- [Brief]
Everything in the listing below must be duplicated exactly.

START Stored data

PR #1125, opened 2018-09-03
Clarifying Promise.resolve() Example

justsml:
Thanks in advance & feedback always welcome 😇

### DIFF
--- a/live-examples/js-examples/promise/promise-resolve.html
+++ b/live-examples/js-examples/promise/promise-resolve.html
@@ -1,9 +1,9 @@
 <pre>
-<code id="static-js">var promise1 = Promise.resolve([1, 2, 3]);
+<code id="static-js">var promise1 = Promise.resolve(123);
 
 promise1.then(function(value) {
   console.log(value);
-  // expected output: [1, 2, 3]
+  // expected output: 123
 });
 
 Promise.resolve(42)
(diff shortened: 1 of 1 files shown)


wbamberg:
Sorry if this is obvious, but could you elaborate on why you want to make this change to the original example? That is, on how this helps explain `Promise.resolve()`? Thanks!

wbamberg:
Oh, so it's the array argument in particular that you think might be misleading? Then perhaps we could just change that, like:

```
var promise1 = Promise.resolve('foo');

promise1.then(function(value) {
  console.log(value);
  // expected output: "foo"
});
```

Do you think that would be enough? I do want to keep these examples as simple as possible (but no simpler).

live-examples/js-examples/promise/promise-resolve.html
```diff
@@ -1,9 +1,14 @@
...
 
 promise1.then(function(value) {
   console.log(value);
-  // expected output: Array [1, 2, 3]
+  // expected output: 123
 });
+
+Promise.resolve(42)
+  .then(console.log);
+// expected output: 42
```
schalkneethling: I reckon we can remove these last three lines. It might confuse especially newcomers who will then focus more on understanding this syntax than on `Promise.resolve`. So in the end the example should be just:

```
var promise1 = Promise.resolve(123);

promise1.then(function(value) {
  console.log(value);
  // expected output: 123
});
```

END Stored data

- [Written reply]
PR #1125, opened 2018-09-03
Clarifying Promise.resolve() Example

justsml:
Thanks in advance & feedback always welcome 😇

### DIFF
--- a/live-examples/js-examples/promise/promise-resolve.html
+++ b/live-examples/js-examples/promise/promise-resolve.html
@@ -1,9 +1,9 @@
 <pre>
-<code id="static-js">var promise1 = Promise.resolve([1, 2, 3]);
+<code id="static-js">var promise1 = Promise.resolve(123);
 
 promise1.then(function(value) {
   console.log(value);
-  // expected output: [1, 2, 3]
+  // expected output: 123
 });
 
 Promise.resolve(42)
(diff shortened: 1 of 1 files shown)


wbamberg:
Sorry if this is obvious, but could you elaborate on why you want to make this change to the original example? That is, on how this helps explain `Promise.resolve()`? Thanks!

wbamberg:
Oh, so it's the array argument in particular that you think might be misleading? Then perhaps we could just change that, like:

```
var promise1 = Promise.resolve('foo');

promise1.then(function(value) {
  console.log(value);
  // expected output: "foo"
});
```

Do you think that would be enough? I do want to keep these examples as simple as possible (but no simpler).

live-examples/js-examples/promise/promise-resolve.html
```diff
@@ -1,9 +1,14 @@
...
 
 promise1.then(function(value) {
   console.log(value);
-  // expected output: Array [1, 2, 3]
+  // expected output: 123
 });
+
+Promise.resolve(42)
+  .then(console.log);
+// expected output: 42
```
schalkneethling: I reckon we can remove these last three lines. It might confuse especially newcomers who will then focus more on understanding this syntax than on `Promise.resolve`. So in the end the example should be just:

```
var promise1 = Promise.resolve(123);

promise1.then(function(value) {
  console.log(value);
  // expected output: 123
});
```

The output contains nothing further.